I'm trying to investigate the effect of salinity on digestive enzyme performance in rainbow trout. Any advice or protocol of working particularly enzyme assay (carbohydrate and protein), I appreciate!
you can do protease ,trypsin,chymotrypsin assay for protein and amylase ,Glucose 6-phosphatase, Glucose 1, 6- bisphosphate dehydrogenase , glucokinase ,hexokinase,pyruvate kinase assay for carbohydrate .You also the lipase activity of your tissue samples .however if you are not able to do this many enzyme do at least protease,trypsin,chymotrypsin ,amylase and lipase .this will give you a fare idea of your research and so many findings as well.for the protocol you can follow the book Methods in Enzymology. hope this will work for you.
The Worthington assay is based on the stop-point assay of hemoglobin degradation developed by Anson (1938).

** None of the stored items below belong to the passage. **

PR #332, opened 2023-06-02
error: consider errno as a return value

geyslan:
CGo provide us a way to get errno value from C code as a return value, so it's always a good idea to make use of it.

### DIFF
--- a/libbpfgo.go
+++ b/libbpfgo.go
@@ -2091,9 +2091,9 @@ func BPFProgramTypeIsSupported(progType BPFProgType) (bool, error) {
 }
 
 func NumPossibleCPUs() (int, error) {
-	numCPUs, _ := C.libbpf_num_possible_cpus()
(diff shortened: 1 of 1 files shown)


libbpfgo.go
```diff
@@ -2091,9 +2091,9 @@ func BPFProgramTypeIsSupported(progType BPFProgType) (bool, error) {
 }
 
 func NumPossibleCPUs() (int, error) {
-	numCPUs, _ := C.libbpf_num_possible_cpus()
+	numCPUs, errC := C.libbpf_num_possible_cpus()
 	if numCPUs < 0 {
-		return 0, fmt.Errorf("failed to retrieve the number of CPUs")
+		return 0, fmt.Errorf("failed to retrieve the number of CPUs: %w", errC)
```
javierhonduco, line 2096: Was just gonna do this, you were faster than me 😄. Thanks!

Method: The rate of hydrolysis of denatured hemoglobin is measured. One unit releases 0.001 A280 as TCA soluble hydrolysis products per minute at 37°C under the specified conditions.
Reagents
1.0 N HCl
0.3 N HCl
0.01 N HCl
2.5% w/v Hemoglobin: Prepare by dissolving 2.5 grams Worthington bovine erythrocyte hemoglobin powder (Code: HB) in 100 ml reagent grade water. Blend in a Waring blender at maximum speed for 3-5 minutes. Filter through gauze. Dilute 80 ml of filtrate with 20 ml of 0.3 N HCl.
5% w/v Trichoracetic acid (TCA)
Enzyme
Pepsin activity: Dissolve pepsin at a concentration of 0.5 mg/ml in 0.01 N HCl. Keep chilled. Immediately prior to assay, dilute further in 0.01 N HCl to 10-20 micrograms per ml. Three dilutions are recommended.

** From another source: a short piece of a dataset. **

Issue #91, opened 2021-11-12
Implement libbpf bpf_program API


grantseltzer:
- [ ] bpf_program__prev
- [ ] bpf_program__set_priv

Pepsinogen: Dissolve 25 mg pepsinogen in approximately 40 ml reagent grade water. Adjust the pH to 8.0 with 0.01 N NaOH and allow 10 minutes to inactivate any contaminating pepsin activity. Lower the pH to 2.0 with HCl and dilute to a final volume of 50 ml with reagent grade water. For assay dilute further to 10-20 micrograms per ml with 0.01 N HCl.
Procedure
Into each of six numbered test tubes pipette 2.5 ml hemoglobin substrate. Place in a 37°C water bath to equilibrate. Tubes 1-3 are blanks. Into each, pipette 5 ml of TCA followed by 0.5 ml of respective enzyme dilution. Remove from bath after 5 minutes and filter. Read A280 of clear filtrate.

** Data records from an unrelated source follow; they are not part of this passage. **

PR #338, opened 2023-07-10
feat: add GetMapByName

aymericDD:
Currently, the library allows you to get a map from an **eBPF** program loaded by themselves. If a map is already created, you cannot get it. This function aims to get a map already created.


.gitignore
```diff
@@ -7,3 +7,122 @@ selftest/uprobe/ctest
...
+.idea/**/tasks.xml
+.idea/**/usage.statistics.xml
+.idea/**/dictionaries
+.idea/**/shelf
+
+# AWS User-specific
+.idea/**/aws.xml
+
+# Generated files
+.idea/**/contentModel.xml
```
rafaeldtinoco, line 29: Could you please remove all changes to .gitignore ?

selftest/get-map-by-name/run.sh
rafaeldtinoco, line 1: This file is just a symlink in the other examples, I believe that can be the same here, right ?

selftest/get-map-by-name/Makefile
rafaeldtinoco, line 1: This file is just a symlink in the other selftests, can be the same here, right ?

libbpfgo.go
```diff
@@ -531,6 +531,47 @@ func CreateMap(mapType MapType, mapName string, keySize, valueSize, maxEntries i
 	}, nil
 }
 
+/*
+GetMapByName get an existing map from userspace.
```
rafaeldtinoco, line 535: Could you use // in the function godoc like the other ones ?

nit: "GetMapByName gets an existing map..." (verb)
nit: "can be used for populating BPF..." (verb)
nit: "... or hasH of maps" (typo)

libbpfgo.go
```diff
@@ -531,6 +531,47 @@ func CreateMap(mapType MapType, mapName string, keySize, valueSize, maxEntries i
...
+		if mapName != name {
+			continue
+		}
+
+		return &BPFMap{
+			name: name,
+			fd:   fd,
+		}, nil
+	}
+	return nil, fmt.Errorf("the %s map does not exists", name)
```
rafaeldtinoco, line 572: nit: "does not exist" (typo on the verb)

rafaeldtinoco:
image

Selftest is also failing, could you please address those issues ? Thanks for your contribution, I'll take a better look on the next iteration. Cheers!

rafaeldtinoco (changes requested):
image

Selftest is also failing, could you please address those issues ? Thanks for your contribution, I'll take a better look on the next iteration. Cheers!

aymericDD:
Sorry for the convenience... I hope the test will works 🙏

aymericDD:
Any updates? 🔍

rafaeldtinoco:
> Any updates? 🔍

Sorry for the delay, been out sick, slowly catching up on things. Will check this soon.

aymericDD:
Thanks! 👍  No problem! I hope you feel better 🙏 Cheers!

libbpfgo.go
```diff
@@ -531,6 +531,45 @@ func CreateMap(mapType MapType, mapName string, keySize, valueSize, maxEntries i
 	}, nil
 }
 
+// GetMapByName gets an existing map
+// Can be used for populating BPF array of maps or hash of maps. Currently, the returned map can only be updated.
+func GetMapByName(name string) (*BPFMap, error) {
```
geyslan, line 536: The logic used in GetMapByName is also being worked on in #343. @aymericDD could you please hold this effort for a while? So you can rebase it on top of upcoming changes. Thank you.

Tubes 4-6 are for test. At timed intervals, add 0.5 ml of respective enzyme dilution to each and incubate at 37°C for exactly 10 minutes, stop the reaction by adding 5 ml of 5% TCA at timed intervals. Remove from bath after 5 minutes and filter. The filtrates should be clear. Record filtrate absorbance at 280 nm and subtract A280 of appropriate blank.
Calculation
The above unit can be expressed as micromoles of tyrosine equivalents released per minute by multiplying by 16/1250 where 16 represents the final filtrate volume and 1250 is the extinction coefficient of tyrosine.
You may want to use PUBMED and AGRICOLA. As Amit stated, you would find assays for different digestive enzymes in the series, "Methods in Enzymology", a long-standing, authoritative series. http://www.ncbi.nlm.nih.gov/pubmed
THE CONCENTRATIONS OF PROTEASES, AMYLASE, AND LIPASE IN CERTAIN MARINE FISHES. http://citeseerx.ist.psu.edu/viewdoc/download?doi=10.1.1.314.6521&rep=rep1&type=pdf
http://www.ncbi.nlm.nih.gov/pmc/articles/PMC2762538/ Digestive enzyme activities and gastrointestinal fermentation in wood-eating catfishes
http://www.ncbi.nlm.nih.gov/pubmed/25049521 Effects of Replacement of Fish Meal by Soy Protein Isolate on the Growth, Digestive Enzyme Activity and Serum Biochemical Parameters for Juvenile Amur Sturgeon (Acipenser schrenckii).